---------- RAW DATA ----------

PR #4251, opened 2023-03-30
adding additional AWS column logic

lcouzens:
## Jira Ticket

## Description

This change will add additional columns + logic for the customer filtered data flow for AWS

## Testing

1. Checkout Branch
2. Restart Koku
3. Create AWS-local source
4.  Add some data with customer filtered columns (They Like Snake case over there) example `bill_billing_entity`
5. See that the data is ingested correctly

## Notes

...


koku/masu/processor/parquet/parquet_report_processor.py
```diff
@@ -329,7 +329,7 @@ def enabled_tags_model(self):
     def csv_columns(self):
         """Return the required CSV columns if we need to filter them"""
         if self.provider_type == Provider.PROVIDER_AWS:
-            return CSV_REQUIRED_COLUMNS.get(Provider.PROVIDER_AWS)
+            return CSV_REQUIRED_COLUMNS.get(Provider.PROVIDER_AWS) + CSV_REQUIRED_COLUMNS.get("AWS-custom")
```
samdoran, line 332: Before, this would return `None` or a tuple. Now it could potentially raise a `TypeError` if either results in `None`.

This should get the key directly, which will raise a more obvious `KeyError` if something is amiss.

```suggestion
            return CSV_REQUIRED_COLUMNS[Provider.PROVIDER_AWS] + CSV_REQUIRED_COLUMNS["AWS-custom"]
```

koku/masu/processor/parquet/parquet_report_processor.py
```diff
@@ -475,7 +475,16 @@ def convert_csv_to_parquet(self, csv_filename):  # noqa: C901
             col_names = pd.read_csv(csv_filename, nrows=0, **kwargs).columns
             if self.ingress_reports:
                 REQUIRED_COLS = set(CSV_REQUIRED_COLUMNS.get(self._provider_type))
+                missing_cols = False
                 if not set(col_names).issuperset(REQUIRED_COLS):
+                    missing_cols = True
+                    if missing_cols and self._provider_type in {Provider.PROVIDER_AWS, Provider.PROVIDER_AWS_LOCAL}:
+                        REQUIRED_CUSTOM_COLS = set(CSV_REQUIRED_COLUMNS.get("AWS-custom"))
```
samdoran, line 482: A `KeyError` more clearly shows a potential problem here as well.
```suggestion
                        REQUIRED_CUSTOM_COLS = set(CSV_REQUIRED_COLUMNS["AWS-custom"])
```

koku/masu/util/aws/common.py
```diff
@@ -32,6 +32,55 @@
 
 LOG = logging.getLogger(__name__)
 
+col_translation = {
```
samdoran, line 35:
```suggestion
COL_TRANSLATION = {
```

koku/masu/processor/parquet/parquet_report_processor.py
```diff
@@ -475,7 +475,16 @@ def convert_csv_to_parquet(self, csv_filename):  # noqa: C901
...
+                        missing_cols = False
+                        if not set(col_names).issuperset(REQUIRED_CUSTOM_COLS):
+                            missing_cols = True
+                            REQUIRED_COLS = REQUIRED_CUSTOM_COLS
+                if missing_cols:
```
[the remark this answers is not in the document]
lcouzens: That is true but the previous logic was also AWS specific here anyway so..... :shrug:

koku/masu/processor/parquet/parquet_report_processor.py
```diff
@@ -475,7 +484,12 @@ def convert_csv_to_parquet(self, csv_filename):  # noqa: C901
             col_names = pd.read_csv(csv_filename, nrows=0, **kwargs).columns
             if self.ingress_reports:
                 REQUIRED_COLS = set(CSV_REQUIRED_COLUMNS.get(self._provider_type))
+                missing_cols = False
                 if not set(col_names).issuperset(REQUIRED_COLS):
+                    missing_cols = True
+                    if missing_cols and self._provider_type in {Provider.PROVIDER_AWS, Provider.PROVIDER_AWS_LOCAL}:
```
cgoodfred, line 490: Since the return value for `self.col_checker` is None if its not one we have defined a provider for, we could probably just use that as the second condition for this.
```suggestion
                    if missing_cols and self.col_checker:
```

koku/masu/util/aws/common.py
```diff
@@ -518,11 +567,27 @@ def scrub_resource_col_name(res_col_name):
...
     """
+    org_columns = set(list(data_frame))
+    columns = []
+    for col in org_columns:
+        if "/" not in col:
+            if COL_TRANSLATION.get(col):
+                data_frame = data_frame.rename(columns={col: COL_TRANSLATION[col]})
+                columns.append(COL_TRANSLATION[col])
     columns = set(list(data_frame))
+    columns = set(columns)
```
samdoran, line 590: I believe this line is equivalent to the previous line, which are both equivalent to `set(data_frame)`.

koku/masu/util/aws/common.py
```diff
@@ -518,11 +567,27 @@ def scrub_resource_col_name(res_col_name):
...
     columns = set(TRINO_REQUIRED_COLUMNS).union(columns)
```
samdoran, line 591: Set methods accept an iterable, so the previous two lines could be removed in favor of 
```suggestion
    columns = set(TRINO_REQUIRED_COLUMNS).union(data_frame)
```

koku/masu/processor/parquet/parquet_report_processor.py
```diff
@@ -475,7 +485,12 @@ def convert_csv_to_parquet(self, csv_filename):  # noqa: C901
             col_names = pd.read_csv(csv_filename, nrows=0, **kwargs).columns
             if self.ingress_reports:
                 REQUIRED_COLS = set(CSV_REQUIRED_COLUMNS.get(self._provider_type))
+                missing_cols = False
                 if not set(col_names).issuperset(REQUIRED_COLS):
+                    missing_cols = True
+                    if missing_cols and self.col_checker:
```
maskarb, line 491:
```suggestion
                    if self.col_checker:
```
Total nitpick, but `missing_cols` will never be False here.

lcouzens: Whoops! :smile:

koku/masu/util/aws/common.py
```diff
@@ -518,12 +567,26 @@ def scrub_resource_col_name(res_col_name):
...
     """
-    columns = set(list(data_frame))
-    columns = set(TRINO_REQUIRED_COLUMNS).union(columns)
+    org_columns = set(list(data_frame))
+    columns = []
+    for col in org_columns:
+        if "/" not in col:
+            if COL_TRANSLATION.get(col):
+                data_frame = data_frame.rename(columns={col: COL_TRANSLATION[col]})
+                columns.append(COL_TRANSLATION[col])
```
maskarb, line 588:
```suggestion
        if "/" not in col and COL_TRANSLATION.get(col):
            data_frame = data_frame.rename(columns={col: COL_TRANSLATION[col]})
            columns.append(COL_TRANSLATION[col])
```
Last nitpick, I swear!

koku/masu/util/aws/common.py
```diff
@@ -518,12 +567,26 @@ def scrub_resource_col_name(res_col_name):
...
+
 def aws_post_processor(data_frame):
     """
     Consume the AWS data and add a column creating a dictionary for the aws tags
     """
-    columns = set(list(data_frame))
-    columns = set(TRINO_REQUIRED_COLUMNS).union(columns)
+    org_columns = set(list(data_frame))
+    columns = []
+    for col in org_columns:
```
samdoran, line 584: If the goal is to iterate over unique column names, it's possible to do that without the intermediate `list()` conversion.
```suggestion
    org_columns = data_frame.columns.unique()
    columns = []
    for col in org_columns:
```

koku/masu/processor/parquet/parquet_report_processor.py
```diff
@@ -239,6 +241,14 @@ def post_processor(self):
             post_processor = ocp_post_processor
         return post_processor
 
+    @property
+    def col_checker(self):
+        """Customer column checker based on provider type."""
+        col_checker = None
+        if self.provider_type in [Provider.PROVIDER_AWS, Provider.PROVIDER_AWS_LOCAL]:
+            col_checker = check_aws_custom_columns
+        return col_checker
```
samdoran, line 250: This interface seems odd, and it hard codes specific behavior in the base class. Passing the checker into the object constructor and raising `NotImplementedError("No custom column checker defined")` creates better boundaries between objects and would more clearly show an incorrect use of the API.

Currently, if the caller forgets to test before calling `self.col_checker()` the caller will see `TypeError: 'NoneType' object is not callable` which isn't a clear indication of the problem.

samdoran: That's ok. Let's not worry about it.

samdoran (approved):

koku/masu/test/util/aws/test_common.py
```diff
@@ -412,6 +412,25 @@ def test_aws_post_processor(self):
...
+
+        processed_data_frame = utils.aws_post_processor(data_frame)
+        if isinstance(processed_data_frame, tuple):
+            processed_data_frame, df_tag_keys = processed_data_frame
+            self.assertIsInstance(df_tag_keys, set)
+
+        self.assertIn(expected_col_one, processed_data_frame)
+        self.assertIn(expected_col_two, processed_data_frame)
+        for column in TRINO_REQUIRED_COLUMNS:
+            self.assertIn(column.replace("-", "_").replace("/", "_").replace(":", "_").lower(), processed_data_frame)
```
samdoran, line 432: Another way to replace multiple strings without using `re` or chaining `replace` calls is to use a translation table.
```suggestion
        self.assertIn(expected_col_two, processed_data_frame)
        strings_to_replace = ("-", "/", ":")
        translation = {ord(s): ord("_") for s in strings_to_replace}
        for column in TRINO_REQUIRED_COLUMNS:
            self.assertIn(column.translate(translation).lower(), processed_data_frame)
```

samdoran: Not a blocker, just an FYI.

----------

*WHAT IS REQUIRED*:
What is needed is an exact repetition of the lines from the first line of the records through the line containing "samdoran, line 332: Before, this", both ends included, and nothing more.

*SOLUTION*:
PR #4251, opened 2023-03-30
adding additional AWS column logic

lcouzens:
## Jira Ticket

## Description

This change will add additional columns + logic for the customer filtered data flow for AWS

## Testing

1. Checkout Branch
2. Restart Koku
3. Create AWS-local source
4.  Add some data with customer filtered columns (They Like Snake case over there) example `bill_billing_entity`
5. See that the data is ingested correctly

## Notes

...


koku/masu/processor/parquet/parquet_report_processor.py
```diff
@@ -329,7 +329,7 @@ def enabled_tags_model(self):
     def csv_columns(self):
         """Return the required CSV columns if we need to filter them"""
         if self.provider_type == Provider.PROVIDER_AWS:
-            return CSV_REQUIRED_COLUMNS.get(Provider.PROVIDER_AWS)
+            return CSV_REQUIRED_COLUMNS.get(Provider.PROVIDER_AWS) + CSV_REQUIRED_COLUMNS.get("AWS-custom")
```
samdoran, line 332: Before, this would return `None` or a tuple. Now it could potentially raise a `TypeError` if either results in `None`.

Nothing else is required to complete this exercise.